*** Block opens ***

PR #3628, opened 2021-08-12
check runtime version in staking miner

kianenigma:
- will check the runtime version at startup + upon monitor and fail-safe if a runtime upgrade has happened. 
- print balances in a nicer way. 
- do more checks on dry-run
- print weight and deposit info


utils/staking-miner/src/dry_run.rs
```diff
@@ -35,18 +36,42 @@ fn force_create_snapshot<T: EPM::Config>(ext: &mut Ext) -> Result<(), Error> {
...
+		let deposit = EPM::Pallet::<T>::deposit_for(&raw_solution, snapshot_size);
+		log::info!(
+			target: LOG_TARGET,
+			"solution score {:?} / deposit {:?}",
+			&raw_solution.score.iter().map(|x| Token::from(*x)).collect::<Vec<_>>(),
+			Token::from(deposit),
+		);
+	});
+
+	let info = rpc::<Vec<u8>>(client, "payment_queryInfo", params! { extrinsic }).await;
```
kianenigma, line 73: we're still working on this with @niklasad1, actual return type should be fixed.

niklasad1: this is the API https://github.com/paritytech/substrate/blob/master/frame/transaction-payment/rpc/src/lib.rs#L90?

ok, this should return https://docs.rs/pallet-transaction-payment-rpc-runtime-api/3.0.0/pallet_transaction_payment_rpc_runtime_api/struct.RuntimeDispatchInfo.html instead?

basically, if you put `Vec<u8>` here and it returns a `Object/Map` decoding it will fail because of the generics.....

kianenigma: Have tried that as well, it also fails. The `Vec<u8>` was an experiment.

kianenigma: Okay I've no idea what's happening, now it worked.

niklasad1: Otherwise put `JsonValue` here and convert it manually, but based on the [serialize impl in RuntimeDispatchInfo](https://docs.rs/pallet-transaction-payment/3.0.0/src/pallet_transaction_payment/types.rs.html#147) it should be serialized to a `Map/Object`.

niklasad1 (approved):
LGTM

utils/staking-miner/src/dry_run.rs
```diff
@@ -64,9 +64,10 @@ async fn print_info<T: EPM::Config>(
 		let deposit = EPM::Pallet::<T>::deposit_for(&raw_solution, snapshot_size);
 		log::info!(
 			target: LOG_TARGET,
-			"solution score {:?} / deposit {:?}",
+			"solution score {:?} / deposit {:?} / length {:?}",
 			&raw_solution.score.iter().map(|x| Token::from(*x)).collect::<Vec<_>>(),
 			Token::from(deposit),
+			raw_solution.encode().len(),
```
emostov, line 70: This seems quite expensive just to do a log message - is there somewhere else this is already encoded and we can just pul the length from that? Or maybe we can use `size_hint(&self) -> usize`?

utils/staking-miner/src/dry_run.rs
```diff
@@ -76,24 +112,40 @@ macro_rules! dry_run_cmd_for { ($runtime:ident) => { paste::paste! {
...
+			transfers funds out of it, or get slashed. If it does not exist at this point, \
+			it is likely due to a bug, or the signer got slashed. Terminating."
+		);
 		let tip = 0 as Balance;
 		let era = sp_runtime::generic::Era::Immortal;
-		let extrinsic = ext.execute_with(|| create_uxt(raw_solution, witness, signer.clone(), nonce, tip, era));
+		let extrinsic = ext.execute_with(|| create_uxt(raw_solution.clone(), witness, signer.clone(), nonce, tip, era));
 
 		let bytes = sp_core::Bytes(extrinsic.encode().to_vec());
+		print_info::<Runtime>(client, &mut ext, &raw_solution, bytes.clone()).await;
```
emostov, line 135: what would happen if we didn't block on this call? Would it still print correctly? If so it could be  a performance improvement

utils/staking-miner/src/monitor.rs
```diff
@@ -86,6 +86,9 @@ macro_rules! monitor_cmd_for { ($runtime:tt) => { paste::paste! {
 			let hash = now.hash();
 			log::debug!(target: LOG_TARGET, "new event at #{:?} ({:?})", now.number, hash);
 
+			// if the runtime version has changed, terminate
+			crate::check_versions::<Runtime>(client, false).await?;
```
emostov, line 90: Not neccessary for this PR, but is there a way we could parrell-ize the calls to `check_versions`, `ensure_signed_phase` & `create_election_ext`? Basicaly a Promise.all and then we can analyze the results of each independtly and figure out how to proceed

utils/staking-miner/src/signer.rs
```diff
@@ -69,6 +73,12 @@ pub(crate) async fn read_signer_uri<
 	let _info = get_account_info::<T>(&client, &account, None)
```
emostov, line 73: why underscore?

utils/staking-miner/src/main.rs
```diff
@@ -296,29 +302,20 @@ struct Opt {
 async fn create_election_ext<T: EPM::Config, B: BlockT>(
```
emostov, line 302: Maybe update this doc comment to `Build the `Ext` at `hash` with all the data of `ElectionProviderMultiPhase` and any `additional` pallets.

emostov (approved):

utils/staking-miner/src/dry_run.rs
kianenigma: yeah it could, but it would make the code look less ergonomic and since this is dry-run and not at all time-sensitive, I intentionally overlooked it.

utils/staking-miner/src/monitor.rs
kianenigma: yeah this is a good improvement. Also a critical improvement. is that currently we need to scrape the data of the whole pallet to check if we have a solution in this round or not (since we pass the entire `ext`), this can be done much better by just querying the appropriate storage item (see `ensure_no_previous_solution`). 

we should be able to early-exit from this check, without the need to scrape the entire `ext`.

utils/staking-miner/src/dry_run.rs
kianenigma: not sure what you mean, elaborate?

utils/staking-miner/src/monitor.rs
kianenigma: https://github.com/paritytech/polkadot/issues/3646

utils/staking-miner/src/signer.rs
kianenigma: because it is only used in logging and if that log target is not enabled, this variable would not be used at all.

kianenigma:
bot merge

*** Block closes ***

• EXERCISE PROMPT: Reproduce the entries above in full, precisely as written.

• SOLVED EXERCISE:
PR #3628, opened 2021-08-12
check runtime version in staking miner

kianenigma:
- will check the runtime version at startup + upon monitor and fail-safe if a runtime upgrade has happened. 
- print balances in a nicer way. 
- do more checks on dry-run
- print weight and deposit info


utils/staking-miner/src/dry_run.rs
```diff
@@ -35,18 +36,42 @@ fn force_create_snapshot<T: EPM::Config>(ext: &mut Ext) -> Result<(), Error> {
...
+		let deposit = EPM::Pallet::<T>::deposit_for(&raw_solution, snapshot_size);
+		log::info!(
+			target: LOG_TARGET,
+			"solution score {:?} / deposit {:?}",
+			&raw_solution.score.iter().map(|x| Token::from(*x)).collect::<Vec<_>>(),
+			Token::from(deposit),
+		);
+	});
+
+	let info = rpc::<Vec<u8>>(client, "payment_queryInfo", params! { extrinsic }).await;
```
kianenigma, line 73: we're still working on this with @niklasad1, actual return type should be fixed.

niklasad1: this is the API https://github.com/paritytech/substrate/blob/master/frame/transaction-payment/rpc/src/lib.rs#L90?

ok, this should return https://docs.rs/pallet-transaction-payment-rpc-runtime-api/3.0.0/pallet_transaction_payment_rpc_runtime_api/struct.RuntimeDispatchInfo.html instead?

basically, if you put `Vec<u8>` here and it returns a `Object/Map` decoding it will fail because of the generics.....

kianenigma: Have tried that as well, it also fails. The `Vec<u8>` was an experiment.

kianenigma: Okay I've no idea what's happening, now it worked.

niklasad1: Otherwise put `JsonValue` here and convert it manually, but based on the [serialize impl in RuntimeDispatchInfo](https://docs.rs/pallet-transaction-payment/3.0.0/src/pallet_transaction_payment/types.rs.html#147) it should be serialized to a `Map/Object`.

niklasad1 (approved):
LGTM

utils/staking-miner/src/dry_run.rs
```diff
@@ -64,9 +64,10 @@ async fn print_info<T: EPM::Config>(
 		let deposit = EPM::Pallet::<T>::deposit_for(&raw_solution, snapshot_size);
 		log::info!(
 			target: LOG_TARGET,
-			"solution score {:?} / deposit {:?}",
+			"solution score {:?} / deposit {:?} / length {:?}",
 			&raw_solution.score.iter().map(|x| Token::from(*x)).collect::<Vec<_>>(),
 			Token::from(deposit),
+			raw_solution.encode().len(),
```
emostov, line 70: This seems quite expensive just to do a log message - is there somewhere else this is already encoded and we can just pul the length from that? Or maybe we can use `size_hint(&self) -> usize`?

utils/staking-miner/src/dry_run.rs
```diff
@@ -76,24 +112,40 @@ macro_rules! dry_run_cmd_for { ($runtime:ident) => { paste::paste! {
...
+			transfers funds out of it, or get slashed. If it does not exist at this point, \
+			it is likely due to a bug, or the signer got slashed. Terminating."
+		);
 		let tip = 0 as Balance;
 		let era = sp_runtime::generic::Era::Immortal;
-		let extrinsic = ext.execute_with(|| create_uxt(raw_solution, witness, signer.clone(), nonce, tip, era));
+		let extrinsic = ext.execute_with(|| create_uxt(raw_solution.clone(), witness, signer.clone(), nonce, tip, era));
 
 		let bytes = sp_core::Bytes(extrinsic.encode().to_vec());
+		print_info::<Runtime>(client, &mut ext, &raw_solution, bytes.clone()).await;
```
emostov, line 135: what would happen if we didn't block on this call? Would it still print correctly? If so it could be  a performance improvement

utils/staking-miner/src/monitor.rs
```diff
@@ -86,6 +86,9 @@ macro_rules! monitor_cmd_for { ($runtime:tt) => { paste::paste! {
 			let hash = now.hash();
 			log::debug!(target: LOG_TARGET, "new event at #{:?} ({:?})", now.number, hash);
 
+			// if the runtime version has changed, terminate
+			crate::check_versions::<Runtime>(client, false).await?;
```
emostov, line 90: Not neccessary for this PR, but is there a way we could parrell-ize the calls to `check_versions`, `ensure_signed_phase` & `create_election_ext`? Basicaly a Promise.all and then we can analyze the results of each independtly and figure out how to proceed

utils/staking-miner/src/signer.rs
```diff
@@ -69,6 +73,12 @@ pub(crate) async fn read_signer_uri<
 	let _info = get_account_info::<T>(&client, &account, None)
```
emostov, line 73: why underscore?

utils/staking-miner/src/main.rs
```diff
@@ -296,29 +302,20 @@ struct Opt {
 async fn create_election_ext<T: EPM::Config, B: BlockT>(
```
emostov, line 302: Maybe update this doc comment to `Build the `Ext` at `hash` with all the data of `ElectionProviderMultiPhase` and any `additional` pallets.

emostov (approved):

utils/staking-miner/src/dry_run.rs
kianenigma: yeah it could, but it would make the code look less ergonomic and since this is dry-run and not at all time-sensitive, I intentionally overlooked it.

utils/staking-miner/src/monitor.rs
kianenigma: yeah this is a good improvement. Also a critical improvement. is that currently we need to scrape the data of the whole pallet to check if we have a solution in this round or not (since we pass the entire `ext`), this can be done much better by just querying the appropriate storage item (see `ensure_no_previous_solution`). 

we should be able to early-exit from this check, without the need to scrape the entire `ext`.

utils/staking-miner/src/dry_run.rs
kianenigma: not sure what you mean, elaborate?

utils/staking-miner/src/monitor.rs
kianenigma: https://github.com/paritytech/polkadot/issues/3646

utils/staking-miner/src/signer.rs
kianenigma: because it is only used in logging and if that log target is not enabled, this variable would not be used at all.

kianenigma:
bot merge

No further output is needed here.